Sin embargo, al final de aquella temporada, ni siquiera nuestros
perros congeniaban, aunque al principio se habían hecho compañeros de juego, y
cada vez que los encontrábamos no querían separase, después de un tiempo ni se
olían, tal vez por el deseo de conocer nuevos amigos o porque no sabían que no
eran iguales; esto sumado a mi hipótesis de infidelidad hizo que tratáramos de
salir más temprano para no tener que verlos.
En cambio con el perrito que seguía a la del doctor, las
relaciones, desde el principio fueron más hostiles, si veía venir a nuestros dos
canes, no paraba de ladrar y más cuando se sentía apoyado por los perros del
callejón, que en ese entonces eran los dueños del barrio. El nombre del hostil era Coco y nunca
conocimos bien a la familia que vivía con él, tal vez porque supusimos que
tenían el mismo carácter.
Hubieron muchas contiendas entre los perros del barrio, aunque
nunca participaron de ellas los perros del doctor, para ellos no era correcto
mezclarse con sinvergüenzas ordinarios como los nuestros; en estas batallas
siempre ganaban los del callejón, primero porque eran una pandilla de más de 4
perros de todos los tamaños y tipos, segundo porque tenían la escuela de la
calle y tercero porque no tenían miedo a morir.

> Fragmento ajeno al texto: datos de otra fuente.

PR #1052, opened 2021-01-06
Introducing SITE_* configuration variables

fjorba:
Rename a few configuration variables with a SITE_ prefix, and change them
from PROJECT to TITLE, so they have a less provisional name.  Of special
importance is the old RISM::BASE, now promoted to RISM::SITE_ID and put at
the first one of the application.rb file, so it can be used already in this
file even to conditionally define the rest of them.  Clarify their use when
defining logos, so newcomers will spend less time guessing and learning via
trial and error.


xhero:
Thanks, I think it is all ok and SITE_* works for me.

PR #1058, opened 2021-01-13
Index :wf_stage in Publications like Source

fjorba:
:wf_stage in Solr allows Muscat Blacklight interface search by publications
approved or not, so they can be restricted to public visibility, like
Sources.  Add it to paper_trail as well.  Reorder a few more lines to match
Sources.


xhero:
Thanks!

PR #1059, opened 2021-01-13
Fix edit link for sources in faceted search

### LINKED ISSUE #1057: Faceted search links to "Publications"
I think this is a bug: When you are in the Faceted Search and looking at a record, the "Edit" button in the upper right corner leads to the Publications (Secondary Literature), and of course the record is not found.

Example: https://muscat.rism.info/catalog/1001058746, Edit, which links to https://muscat.rism.info/admin/publications/1001058746/edit

fjorba:
Record type is in singular (Source) not plural (Sources). Fixes #1057


xhero:
Thanks! I'm a bit late with the reviews, I will be catching up shortly!

PR #1064, opened 2021-01-15
Fixed: Improved output of the IIIF manifest script

ahankinson:
Some improvements to the manifest generation script for Muscat. Note that this hasn't actually been tested, since I don't have a working Muscat installation locally.

 - Changes the path to the new RISM Digital IIIF server
 - Fixes the canvas ID property to be a full URI
 - Improves the 'related' property with a label and format per the spec recommendations
 - Improves the human readable label of the canvas to an enumerated image value instead of the filename
 - Updates the value written back to Muscat


ahankinson:
Before this is merged, we should probably talk about the format for IIIF image URIs, since we will need to figure out how they are stored on the image server.

PR #1076, opened 2021-03-10
7.0 devel et

HirschSt:


xhero:
The PR looks good to me, I'm just wondering if we should have a localised version of "standard", "additional" and "text"?

HirschSt:
Thanks. Yes, but since this column is only visible to editors and admins I think we can postpone this for later improvement

fjorba:
I'm still seeing a few references to old name _catalogues_ instead of current _publications_ in this patch, specifically in the schema.rb (ex: https://github.com/rism-digital/muscat/pull/1076/commits/eb04370a6fc98002c9232b521ae2bd318cbf2f7e#diff-cbf8b25d6d853acf58fa9057841f407d29ffe90649c75cf9e3f51b2d6e3aa1d3) , routes.rb files, but also in views. Am I reading it wrong, or still there are some leftovers?

xhero:
Yes well spotted! It was a left-over table, I made a migration to suppress it.

PR #1094, opened 2021-04-10
Change local variable name composer to full_name

fjorba:
The MarcPerson class is used both for sources and publications.  The
composer and composer_d variables are certainly local, and this change is
mostly useless, except that it now matches the function name, clarifies its
use and helps contributors familiarisating with Muscat code that it generic,
not only for musical sources.


xhero:
Thanks, well spotted!

PR #1097, opened 2021-04-29
Change 'Cataloghi tematici' to 'Bibliografia'

baccia:


ahankinson:
This should actually be changed in rism-digital/translations so that we can have the same translations in Muscat and Muscat Plus.

ahankinson:
Ah, actually -- nevermind. The file you're changing is not in that repo.

PR #1101, opened 2021-05-11
Fix installation issues

tramuntanal:
While installing Muscat I've found some issues that should be manually resolved in order to get the application up and running. Some are specifically related to the test environment, and some are common to all environments. This PR tries to fix the issues.

In this PR:
- [x] The migration `db/migrate/20140401072119_create_catalogues.rb` crashes
-  [ ] In the test environment the ports where Solr is listening on and the port used to connect are different.
- [x] There are no seeds for all kinds of users. Having a user for each role will facilitate development.


tramuntanal:
I see there's `db/test.sqlite3` checked into version control. What's the point on having this file checked?

xhero (commented):
Is this because of the Blacklight configuration (https://github.com/rism-digital/muscat/blob/develop/config/blacklight.yml#L16-L18)?
I would probably change 8982 there and leave here the default for now.

fjorba:
I think that the migration issue (db/migrate/20140401072119_create_catalogues.rb) is related to the :catalogues to :publications rename (1fb8c04275c304a6a1243fa2347d58951dcfee3c). It refers to an older schema. Probably the fix is fine, but now it is fixed because the value already changed in https://github.com/rism-digital/muscat/blob/develop/config/sample_application.rb

xhero:
Yes good catch - @tramuntanal  probably we could amend the migration to use :publication from the configuration file? So in the future if it is needed we can initialise a DB with non zero ids.

tramuntanal:
Hi @xhero I've applied your recommendations and also have removed the file `db/test.sqlite3` and add it to `.gitignore`.

I've also fixed the :user factory and improved tests from 98 failing to 13 failures. Test suite looks different now.

Moving this PR to from draft to ready.

xhero:
looks good, thanks!

PR #1102, opened 2021-05-14
Add record_type do publications

fjorba:
Add the same field as in sources, as it will be needed as we will create
different templates.  Please note that:

1.  At this moment there is yet no use for this field.  This will come
later.
2.  I haven't attached the db/schema.rb file in this patch due to a
conflict.  This is my first migration and I'm unsure how to proceed, but
fortunately db/schema.rb is (re)generated automatically after performing
'rails db:migrate', so please do this step for me.  Thanks.


fjorba:
Part of #1028

Issue #5048, opened 2017-11-21
Package page shouldn't show both "Listed" and "Validation Status" for package owners


skofman1:
This UI is confusing, because "Listed" can be "yes" and "Validation status" can be "Validating"

Suggestion: We should have a single column with values: "Validating/Valid/Invalid/Listed/Unlisted"

skofman1:
@anangaur , @karann-msft how do you think we can improve the UI here?

anangaur:
IMO, there should just one column - **Status** with the following values:
* Validating
* Listed
* Unlisted
* Failed validation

Después de aquellos altercados, algunas veces nuestros perros
desaparecían horas enteras porque no podían volver a casa, pues los niños del
callejón seguían jugando con sus perros en la calle y por tanto nadie peludo y
con cola podía cruzar ese paraje, debían esperar a que se despejara todo y
tocar la puerta o pedir a la vecina de enfrente, Doña Felicia, que lo hiciera
por ellos y lograr así que les abriéramos.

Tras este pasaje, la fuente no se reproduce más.